**Task goal:** Read through the material below and copy each line in which the word "default" occurs.

= Beginning of Section =

PR #2020, opened 2024-06-17
Adding Support for BLE-YL01 Waterquality tester

Cyrelion:
BLE-YL01

### DIFF
--- a/custom_components/tuya_local/devices/ble-yl01_waterquality_tester.yaml
+++ b/custom_components/tuya_local/devices/ble-yl01_waterquality_tester.yaml
@@ -186,22 +186,11 @@ secondary_entities:
         range:
           min: -1200
           max: 1200
-  - entity: number
-    name: Minimum humidity
-    category: config
-    class: humidity
-    dps:
-      - id: 116
-        type: integer
-        name: value
-        unit: "%"
-        range:
-          min: 0
-          max: 100
   - entity: sensor
-    name: SALT TDS
+    name: Salt
     dps:
-      - id: 116
+      - id: 117
         type: integer
-        name: value
+        name: sensor
+        class: measurement
         unit: "ppm"
--- a/custom_components/tuya_local/devices/ble-yl01_waterquality_tester.yaml
+++ b/custom_components/tuya_local/devices/ble-yl01_waterquality_tester.yaml
@@ -1,0 +1,207 @@
+name: Water quality monitor
+products:
+  - id: v1jqz5cy
+    name: BLE-YL01 Waterquality tester
+primary_entity:
+  entity: sensor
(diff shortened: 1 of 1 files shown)


Cyrelion:
The only left problem is that it looks like the device isn't pushing values on a regular basis, only if you open the mobile app. Don't know if there is a switch I can enable on the device.yaml to do a regular poll

make-all:
On some other devices, users have observed that writing to any writable dp will trigger a report of all the sensor values.  This seems to be what the app is doing behind the scenes.

Cyrelion:
That doesn't work :-(

robinhood-code:
I'm using this and the TDS is not reporting (always 0) but it's showing in the Tuya app. Anyone else? 

Also can we implement the Calibration button? These are the dps below:

```
{\"abilityId\":114,\"accessMode\":\"rw\",\"code\":\"phcal\",\"description\":\"\",\"name\":\"pH Calibration\",\"typeSpec\":{\"type\":\"value\",\"max\":1400,\"min\":0,\"scale\":2,\"step\":1,\"unit\":\"\"}},
{\"abilityId\":115,\"accessMode\":\"rw\",\"code\":\"eccal\",\"description\":\"\",\"name\":\"EC Calibration\",\"typeSpec\":{\"type\":\"value\",\"max\":20000,\"min\":0,\"scale\":0,\"step\":1,\"unit\":\"us/cm\"}},
{\"abilityId\":116,\"accessMode\":\"rw\",\"code\":\"orpcal\",\"description\":\"\",\"name\":\"ORP Calibration\",\"typeSpec\":{\"type\":\"value\",\"max\":1200,\"min\":-1200,\"scale\":0,\"step\":1,\"unit\":\"mV\"}},
{\"abilityId\":118,\"accessMode\":\"rw\",\"code\":\"phreset\",\"description\":\"\",\"name\":\"pH Reset\",\"typeSpec\":{\"type\":\"bool\"}}]}]}"
```

Cyrelion:
I can‘t test anymore because I’ve send back the device as it only send updates when I’ve opened the Tuya app. This doesn’t work for my use-case

make-all:
105 is also missing from the current config, the name in tuya docs is "backightValue", and it has a range of 0-16M. It might be brightness for the backlight, but your log is showing 0, so maybe it is not useful.

robinhood-code:
@Cyrelion just curious what alternative are you switching to ? the device is really unreliable today I've only added salt to the pool and now the probe is report 0 for pH.

Cyrelion:
@robinhood-code No, didn't found any alternatives yet. Yes it's absolutely not useable, I'm still searching and open for suggestions.

PR #2524, opened 2024-11-19
Add support for Friedrich Uni-Fit Air Conditioners (models UCT14A30, UCT12A30, UCT08B10A) and Richelieu Tunable White LED Pucks (166142030)

ncd7:
Add support for
* Friedrich Unit-Fit Air Conditioners (models: UCT14A30, UCT12A30, UCT08B10A)
* Richelieu Tunable White LED Pucks (166142030)

### DIFF
--- a/custom_components/tuya_local/devices/friedrich_airconditioner.yaml
+++ b/custom_components/tuya_local/devices/friedrich_airconditioner.yaml
@@ -63,7 +63,7 @@ primary_entity:
     - id: 102
       type: boolean
       # not settable, and no known effect
-      name: info_temperature_unit
+      name: info_temp_unit
       mapping:
         - dps_val: true
           value: °F


custom_components/tuya_local/devices/friedrich_airconditioner.yaml
```diff
@@ -0,0 +1,136 @@
...
+    icon: "mdi:sleep"
+    translation_key: sleep
+    category: config
+    dps:
+      - id: 101
+        type: boolean
+        name: switch
+  - entity: sensor
+    # false is C, true is F
+    name: "Configured Temperature Unit"
```
make-all, line 78: This is not very useful here as an informational sensor. If the value is  C then the climate entity will not be working properly, as the range and unit there is hard coded to F. If it is read-only, then it would be better just including it as the temperature_unit dp on the climate entity, and setting the range conditionally.

custom_components/tuya_local/devices/friedrich_uct08b10a_airconditioner
```diff
@@ -0,0 +1,520 @@
...
+    - id: 3
+      type: integer
+      name: current_temperature_in_c
+      optional: true
+      unit: C
+    - id: 23
+      name: current_temperature
+      type: integer
+      optional: true
+      hidden: true
```
make-all, line 45: You cannot hide an attribute that is part of an entity's official API.

custom_components/tuya_local/devices/friedrich_uct08b10a_airconditioner
```diff
@@ -0,0 +1,520 @@
...
+        # the unit only truly supports 4 speeds: low, med, high, auto
+        - dps_val: auto
+          value: auto
+        - dps_val: low
+          value: low
+        - dps_val: mid
+          value: medium
+        - dps_val: high
+          value: high
+        # the below are all duplicates of some of the above and don't change air speed
```
make-all, line 88: I suggest to map the value to the equivalent value from above, so they don't cause any errors for being unrecognized values, now or in future.

custom_components/tuya_local/devices/friedrich_uct08b10a_airconditioner
```diff
@@ -0,0 +1,520 @@
...
+          value: medhigh
+          optional: true
+          hidden: true
+        - dps_val: strong
+          value: strong
+          optional: true
+          hidden: true
+    - id: 123
+      name: preset_mode
+      # Tuya IOT dev says this is "bool" but the values aren't boolean
```
make-all, line 107: It is possibly hex encoded along with other values, in which case values of 0 and 1 and a mask of 0x0001 might be better to shield it from changes in the other bits.

custom_components/tuya_local/devices/friedrich_uct08b10a_airconditioner
```diff
@@ -0,0 +1,520 @@
...
+        - dps_val: "3"
+          value: through-the-wall
+    - id: 8
+      name: legacy_preset_mode
+      type: boolean
+      # the unit's actual hardware doesn't support this functionality even though the firmware / DP is exposed
+      # we are forced to add it so that Tuya Local gets to 100% DP match and allows us to pick this YAML for this unit
+      hidden: true
+      optional: true
+      mapping:
```
make-all, line 136: I wouldn't bother with the mapping if it is just here for matching purposes. But as it is set to be optional, it is not even useful for that.

custom_components/tuya_local/devices/friedrich_uct08b10a_airconditioner
```diff
@@ -0,0 +1,520 @@
...
+        type: bitfield
+        name: fault_code
+      - id: 122
+        name: fault2
+        type: bitfield
+        optional: true
+  - entity: sensor
+    # unclear what this is, seems like intended to be total power but it's unitless per IOT and doesn't exactly track
+    # what the unit is doing so leaving as a diagnostic-only sensor that should probably be disabled by the user
+    name: totalp
```
make-all, line 496: Not useful or unknown dps should be added as attributes of another entity rather than cluttering up the UI with additional sensors.

PR #2525, opened 2024-11-19
Add HLG Infinity Alarm - Small Adjustments

brunohenriquy:
- Adjusting some names
- Renaming the file name


brunohenriquy:
@make-all You've moved 113(buttons_learned) and 114(sensors_learned) to be attributes, but they are not being shown like the others:

 
- Not showing Attributes
Screenshot 2024-11-19 at 15 11 05
Screenshot 2024-11-19 at 15 06 09

- Showing Attributes
Screenshot 2024-11-19 at 15 06 28

brunohenriquy:
> @make-all You've moved 113(buttons_learned) and 114(sensors_learned) to be attributes, but they are not being shown like the others:

@make-all I guess you haven't seen this comment.

make-all:
Yes, I saw. I think it is because the select entities are appearing as unavailable due to the device not reporting any value.
Please try the latest, which makes Cancel the default for this case.

brunohenriquy:
> Yes, I saw. I think it is because the select entities are appearing as unavailable due to the device not reporting any value. Please try the latest, which makes Cancel the default for this case.

But if you look at  the first screenshot, it's reporting value, and still the attributes doesn't show up.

= End of Section =

**Result of the exercise:**
Please try the latest, which makes Cancel the default for this case.
> Yes, I saw. I think it is because the select entities are appearing as unavailable due to the device not reporting any value. Please try the latest, which makes Cancel the default for this case.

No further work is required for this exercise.